Roisin duly had another CT scan and was told that she would need to have another operation. “I had the operation and they released me after two and a half days, which I thought was a bit soon,” she says, “But they explained that I would be better off at home, because I needed TLC to get through it.”
So off she went, to recuperate for the second time. Hospital was clearly not somewhere Roisin wanted to be. “I remember coming out of the surgery for the second time and refusing to use the bed-pan.’ She looks at me defiantly. ‘There was no way I was going to use the bedpan. Even if I was eighty, I would still feel the same way. It took five of them to help me, but I did it. I was just out of surgery, I didn’t know where I was, who I was or what I was doing, but I knew that I was not going to go in that bedpan! Even in your most vulnerable moments. Even in your most vulnerable moments, you have to appear to be together.”
I suggest, gently, that appearing together would be the last thing on my mind, I’d just want the painkillers. Roisin laughs and says that we all have different priorities. Watching her, as we eat and seeing the reaction of others in the restaurant to her astonishing good looks, I have to ask her if the operations have affected her modelling career.
“Well obviously,” she says. “It’s an extreme trauma and you have to overcome that trauma, mentally, physically and emotionally. It took at least a year to recuperate, each time. So of course it’s affected my career. But you heal, you move on and you get on with your life. We all have our own pain, Victoria.” She holds my gaze, determinedly, for a moment. I agree with her and ask her if she’s tried alternative medicine.
‘I’ve tried acupuncture. But this is a very unusual case, even for Chinese doctors. I’ve done some Reiki, yoga, Tai Chi. I’ve been a vegetarian all my life. I’ve never eaten junk food or meat, always organic food, from the time I was born. So I know it’s not something that I’m eating, or putting in my body, because I’ve explored all the options and eliminated everything. I don’t do anything that’s bad for me. I’m going to have to do research myself, to find out what to do about it.’

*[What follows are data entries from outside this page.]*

PR #628, opened 2024-07-05
[15.0][IMP] stock_barcodes: Add pending move with difference between demand and reserved

carlosdauden:
@Tecnativa TT49738

PR #642, opened 2024-08-30
[15.0][IMP] stock_barcodes_*: Move todo record methods to picking read wizard

sergio-teruel:
cc @Tecnativa 

ping @carlosdauden


carlosdauden:
Included in https://github.com/OCA/stock-logistics-barcode/pull/628

PR #651, opened 2024-10-10
[FIX] barcode_generator_abstract: do not compute a new barcode_base, if the item has already a barcode_base defined.

legalsylvain:
alternative to #619 with better coverage.

- add a comment to explicit how generate_base() works.
- adapt test.

### DIFF
--- a/barcodes_generator_abstract/models/barcode_generate_mixin.py
+++ b/barcodes_generator_abstract/models/barcode_generate_mixin.py
@@ -37,10 +37,8 @@ class BarcodeGenerateMixin(models.AbstractModel):
         for rec in records:
             rule = rec.barcode_rule_id
             if rule and rule.generate_automate and rule.generate_type == "sequence":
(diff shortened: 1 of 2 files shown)


dalonsofl:
Hi @legalsylvain !

There is a problem with these changes, 

image

Selección_036

Selección_037

(images from runboat)

If the barcode rule is changed, the previously generated barcode disappears and a new one is created, it does not keep the existing ones.

It happens because the if that checks if a barcode already exists has been deleted, could you please check it?

Lines:
- https://github.com/OCA/stock-logistics-barcode/pull/651/files#diff-f50419781cc0e7e9172d09cf83bef00972791e23a60c5d8579585367c4453301L42
- https://github.com/OCA/stock-logistics-barcode/pull/651/files#diff-f50419781cc0e7e9172d09cf83bef00972791e23a60c5d8579585367c4453301L56

Thanks!

PR #50, opened 2023-11-23
feat(eventing): add nexus online child event

datacore-vvarakantham:
Added OnlineChild action to events proto.

### DIFF
--- a/apis/events/protobuf/v1/event.proto
+++ b/apis/events/protobuf/v1/event.proto
@@ -44,6 +44,7 @@ enum EventAction {
   NvmePathSuspect = 9;
   NvmePathFail = 10;
   NvmePathFix = 11;
+  OnlineChild = 12;
 }
 
 // Event meta data


apis/events/protobuf/v1/event.proto
```diff
@@ -41,9 +41,10 @@ enum EventAction {
   SwitchOver = 6;
   AddChild = 7;
   RemoveChild = 8;
-  NvmePathSuspect = 9;
-  NvmePathFail = 10;
-  NvmePathFix = 11;
+  OnlineChild = 9;
```
tiagolobocastro: Might be worth clarifying if this is RPC of childState change, maybe like so:
```suggestion
  AddChildRpc = 7;
  RemoveChildRpc = 8;
  OnlineChildRpc = 9;
```
Wdyt?
Not sure why this is showing suggestion removing nvme path ones, not intended...

tiagolobocastro: I take it back, as per name `OnlineChild` suggest it's an action, rather than `ChildOnline` or `ChildIsOnline`.

tiagolobocastro (approved):

apis/events/protobuf/v1/event.proto
datacore-vvarakantham: Ok. Yes that would be better.

Actually the add child, remove child, online child events are only being generated if new replicas are added to a nexus according to the current events generation. Should this be okay?

chriswldenyer (approved):
Looks OK but I am slightly bothered by moving existing values up when we insert new enums. This would break existing code which expects e.g. 9 == NVMEPathSuspect.
Would it be worth doing:
...
OnlineChild = 10;
NvmePathSuspect = 100;
NvmePathFail = 101;
...
SomeOtherKindCreate = 200;
etc?

datacore-vvarakantham:
@chriswldenyer the events are not yet merged in develop from control plane. So I think this change will not be a problem?

chriswldenyer:
> @chriswldenyer the events are not yet merged in develop from control plane. So I think this change will not be a problem?

True, but I do have e2e-test code which translates those number into strings (I've been "left-shifting"), so I will need to do a PR.
In the future we might want to insert new events which would shift existing published enums.

datacore-vvarakantham:
Ok. Yes we should not change the values. We should either add the new values after the existing ones or should follow the the method similar to the one you mentioned to add the values.

PR #53, opened 2023-11-28
feat(eventing): add host events

datacore-vvarakantham:
Added host initiatorCconnect, Disconnect and KeepAliveTimeout events.

### DIFF
--- a/apis/events/protobuf/v1/event.proto
+++ b/apis/events/protobuf/v1/event.proto
@@ -28,6 +28,7 @@ enum EventCategory {
   Node = 5;
   HighAvailability = 6;
   NvmePath = 7;
+  HostInitiator = 8;
 }
 
 // Event Action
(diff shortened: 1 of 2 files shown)


apis/events/protobuf/v1/event.proto
```diff
@@ -45,6 +46,9 @@ enum EventAction {
   NvmePathFail = 10;
   NvmePathFix = 11;
   OnlineChild = 12;
+  Connect = 13;
+  Disconnect = 14;
+  KeepAliveTimeout = 15;
```
tiagolobocastro: qualify it? CC @chriswldenyer 

```suggestion
  NvmeConnect = 13;
  NvmeDisconnect = 14;
  NvmeKeepAliveTimeout = 15;
```

tiagolobocastro (approved):

apis/events/protobuf/v1/event.proto
chriswldenyer: Yes, I would agree with that.

chriswldenyer (approved):
Looks reasonable, but with the nvme prefix please.

PR #55, opened 2023-12-07
feat(io-engine/api/cksum): add wipe checksum

tiagolobocastro:
Checksums a replica which can be used to verify data between volume replicas. For speed sake we're reusing the existing wipe replicas as it's a very good fit for this and we can reuse the entire infra around it. todo: consider renaming wipe etc


hrudaya21 (approved):

blaisedias:
Can we return the capabilities in mayastor features perhaps under test flags by extending the proto to add test capability flags to
```
message MayastorFeatures {
  bool asymmetricNamespaceAccess = 1;
}
```
in host.proto

Abhinandan-Purkait (approved):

She does tell me that one healer suggested that the growths might have something to do with the fact that Roisin’s father abandoned her at an early age. So a few years ago, she and her mother and sister set out to track him down. They did find him, ironically, in Dublin, San Francisco, but finding him has not solved the problem, because the growths have re-appeared. Roisin is in no hurry to have another operation, if she can help it, but knows that it will be inevitable.
“This is my personal pain, but at this moment in my life, I don’t want it. So I’m going to avoid doing anything about it until I have to do something about it. I’m not freaking out about it. I’ve learned to deal with the problem. I just want to know how long I have before I have to have the operation again, because obviously it will grow and it will start to deform my face. And I don’t want that. We’re all vain, we all want to look our best, and big lumps coming out of the side of your head isn’t exactly going to earn you brownie points with the fellas, is it?” She laughs, mischievously, but it is obvious that behind the laughter and the confident, glamorous exterior, Roisin is quite worried. As we say goodbye and I leave Roisin to chat about raw food diets and vegetarianism, with a new friend, I am inspired by her total absence of self pity, in the face of what must surely be an enormously frustrating situation.